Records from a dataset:
──────
PR #2444, opened 2023-10-13
Instance coercions

### LINKED ISSUE #2426: Trait inheritance
It should be possible to inherit traits, so that their instances are automatically and implicitly coerced to the ancestor traits when needed. 

A separate but closely related issue is to be able to declare record fields as "implicit instance" with double braces, so that when creating an instance the parent instances can be automatically inferred. This can already be achieved by specifying the constructor type signature in full
```
mkIntegral : {{natural : Natural N}} -> (- : N -> N -> N) -> (fromInt : Int -> N) -> Integral N
```
but one cannot yet use double braces with the record declaration syntax.

I provisionally propose the following syntax.

```
trait
type Natural N := mkNatural {
  + : N -> N -> N;
  * : N -> N -> N;
  fromNat : Nat -> N;
};

trait
type Integral N := mkIntegral {
  inherit {{natural : Natural N}};
  - : N -> N -> N;
  fromInt : Int -> N;
};

instance
naturalNatI : Natural Nat := mkNatural@{
  + := (Nat.+);
  * := (Nat.*);
  fromNat := id;
};

instance
naturalIntI : Natural Int := mkNatural@{
  + := (Int.+);
  * := (Int.*);
  fromNat := Int.ofNat;
};

instance
integralIntI : Integral Int := mkIntegral@{
  -- `natural := naturalIntI` is inferred here because of the double braces 
  -- in the declaration of the `natural` field
  - := (Int.-);
  fromInt := id;
};

calculate {A} {{Integral A}} (x y : A) : A := x + y - 7;
-- in `x + y` the instance `Integral.natural integralIntI = naturalIntI` is automatically inferred, 
-- because we have an implicit coercion `Integral.natural` from `Integral` to `Natural` 
-- declared with `inherit`
```

We could also opt for a more general coercion mechanism. Then perhaps the `coercion` keyword would be more appropriate than `inherit`. Perhaps it should then go inside the double braces as a keyword associated with the field/function?
```
trait
type Integral N := mkIntegral {
  {{coercion natural : Natural N}};
  - : N -> N -> N;
  fromInt : Int -> N;
};
```

lukaszcz:
* Closes #2426 

Work in progress

### DIFF
--- a/src/Juvix/Compiler/Internal/Translation/FromInternal/Analysis/TypeChecking/Checker.hs
+++ b/src/Juvix/Compiler/Internal/Translation/FromInternal/Analysis/TypeChecking/Checker.hs
@@ -197,6 +197,7 @@ checkFunctionDef FunctionDef {..} = do
           _funDefName,
           _funDefTerminating,
           _funDefInstance,
+          _funDefCoercion,
           _funDefBuiltin,
           _funDefPragmas
         }
@@ -242,7 +243,7 @@ checkInstanceType FunctionDef {..} = case mi of
     tab <- ask
     unless (isTrait tab _instanceInfoInductive) $
       throw (ErrTargetNotATrait (TargetNotATrait _funDefType))
-    is <- map fst <$> subsumingInstances (tab ^. infoInstances) ii
+    is <- subsumingInstances (tab ^. infoInstances) ii
     unless (null is) $
       throw (ErrSubsumedInstance (SubsumedInstance ii is (getLoc _funDefName)))
     let metaVars = HashSet.fromList $ mapMaybe (^. paramName) _instanceInfoArgs
--- a/src/Juvix/Compiler/Concrete/Keywords.hs
+++ b/src/Juvix/Compiler/Concrete/Keywords.hs
@@ -34,6 +34,7 @@ import Juvix.Data.Keyword.All
     kwBracketR,
     kwBuiltin,
     kwCase,
+    kwCoercion,
     kwColon,
     kwEnd,
     kwEq,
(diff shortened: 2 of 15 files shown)


src/Juvix/Compiler/Internal/Translation/FromInternal/Analysis/TypeChecking/Checker.hs
```diff
@@ -36,6 +37,15 @@ registerNameIdType uid ty = do
...
   modify (set (highlightTypes . at uid) (Just ty))
 
+checkTable ::
+  (Members '[Reader InfoTable, Error TypeCheckerError] r) =>
+  Sem r ()
+checkTable = do
+  tab <- ask
+  let s = toList $ cyclicCoercions (tab ^. infoCoercions)
+  unless (null s) $
+    throw (ErrCoercionCycles (CoercionCycles (nonEmpty' s)))
```
paulcadman, line 47:
```suggestion
  whenJust (nonEmpty s)
    $ throw
    . ErrCoercionCycles
    . CoercionCycles
```

paulcadman (dismissed):

tests/negative/Internal/LoopingCoercion.juvix
```diff
@@ -0,0 +1,21 @@
...
+
+trait
+type T2 A := mkT2 {pp : A -> A};
+
+coercion
+fromT1toT2 {A} {{T1 A}} : T2 A := mkT2@{
+  pp := T1.pp
+};
+
+coercion
```
paulcadman, line 16: I think the negative tests need to. be updated to use the new keyword and then we can merge this.

lukaszcz: Yes, thanks, I forgot about them

paulcadman (approved):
──────
• WHAT YOU NEED TO DO: The answer is the full set of records, printed exactly as given.

• ANSWER SPACE:
PR #2444, opened 2023-10-13
Instance coercions

### LINKED ISSUE #2426: Trait inheritance
It should be possible to inherit traits, so that their instances are automatically and implicitly coerced to the ancestor traits when needed. 

A separate but closely related issue is to be able to declare record fields as "implicit instance" with double braces, so that when creating an instance the parent instances can be automatically inferred. This can already be achieved by specifying the constructor type signature in full
```
mkIntegral : {{natural : Natural N}} -> (- : N -> N -> N) -> (fromInt : Int -> N) -> Integral N
```
but one cannot yet use double braces with the record declaration syntax.

I provisionally propose the following syntax.

```
trait
type Natural N := mkNatural {
  + : N -> N -> N;
  * : N -> N -> N;
  fromNat : Nat -> N;
};

trait
type Integral N := mkIntegral {
  inherit {{natural : Natural N}};
  - : N -> N -> N;
  fromInt : Int -> N;
};

instance
naturalNatI : Natural Nat := mkNatural@{
  + := (Nat.+);
  * := (Nat.*);
  fromNat := id;
};

instance
naturalIntI : Natural Int := mkNatural@{
  + := (Int.+);
  * := (Int.*);
  fromNat := Int.ofNat;
};

instance
integralIntI : Integral Int := mkIntegral@{
  -- `natural := naturalIntI` is inferred here because of the double braces 
  -- in the declaration of the `natural` field
  - := (Int.-);
  fromInt := id;
};

calculate {A} {{Integral A}} (x y : A) : A := x + y - 7;
-- in `x + y` the instance `Integral.natural integralIntI = naturalIntI` is automatically inferred, 
-- because we have an implicit coercion `Integral.natural` from `Integral` to `Natural` 
-- declared with `inherit`
```

We could also opt for a more general coercion mechanism. Then perhaps the `coercion` keyword would be more appropriate than `inherit`. Perhaps it should then go inside the double braces as a keyword associated with the field/function?
```
trait
type Integral N := mkIntegral {
  {{coercion natural : Natural N}};
  - : N -> N -> N;
  fromInt : Int -> N;
};
```

lukaszcz:
* Closes #2426 

Work in progress

### DIFF
--- a/src/Juvix/Compiler/Internal/Translation/FromInternal/Analysis/TypeChecking/Checker.hs
+++ b/src/Juvix/Compiler/Internal/Translation/FromInternal/Analysis/TypeChecking/Checker.hs
@@ -197,6 +197,7 @@ checkFunctionDef FunctionDef {..} = do
           _funDefName,
           _funDefTerminating,
           _funDefInstance,
+          _funDefCoercion,
           _funDefBuiltin,
           _funDefPragmas
         }
@@ -242,7 +243,7 @@ checkInstanceType FunctionDef {..} = case mi of
     tab <- ask
     unless (isTrait tab _instanceInfoInductive) $
       throw (ErrTargetNotATrait (TargetNotATrait _funDefType))
-    is <- map fst <$> subsumingInstances (tab ^. infoInstances) ii
+    is <- subsumingInstances (tab ^. infoInstances) ii
     unless (null is) $
       throw (ErrSubsumedInstance (SubsumedInstance ii is (getLoc _funDefName)))
     let metaVars = HashSet.fromList $ mapMaybe (^. paramName) _instanceInfoArgs
--- a/src/Juvix/Compiler/Concrete/Keywords.hs
+++ b/src/Juvix/Compiler/Concrete/Keywords.hs
@@ -34,6 +34,7 @@ import Juvix.Data.Keyword.All
     kwBracketR,
     kwBuiltin,
     kwCase,
+    kwCoercion,
     kwColon,
     kwEnd,
     kwEq,
(diff shortened: 2 of 15 files shown)


src/Juvix/Compiler/Internal/Translation/FromInternal/Analysis/TypeChecking/Checker.hs
```diff
@@ -36,6 +37,15 @@ registerNameIdType uid ty = do
...
   modify (set (highlightTypes . at uid) (Just ty))
 
+checkTable ::
+  (Members '[Reader InfoTable, Error TypeCheckerError] r) =>
+  Sem r ()
+checkTable = do
+  tab <- ask
+  let s = toList $ cyclicCoercions (tab ^. infoCoercions)
+  unless (null s) $
+    throw (ErrCoercionCycles (CoercionCycles (nonEmpty' s)))
```
paulcadman, line 47:
```suggestion
  whenJust (nonEmpty s)
    $ throw
    . ErrCoercionCycles
    . CoercionCycles
```

paulcadman (dismissed):

tests/negative/Internal/LoopingCoercion.juvix
```diff
@@ -0,0 +1,21 @@
...
+
+trait
+type T2 A := mkT2 {pp : A -> A};
+
+coercion
+fromT1toT2 {A} {{T1 A}} : T2 A := mkT2@{
+  pp := T1.pp
+};
+
+coercion
```
paulcadman, line 16: I think the negative tests need to. be updated to use the new keyword and then we can merge this.

lukaszcz: Yes, thanks, I forgot about them

paulcadman (approved):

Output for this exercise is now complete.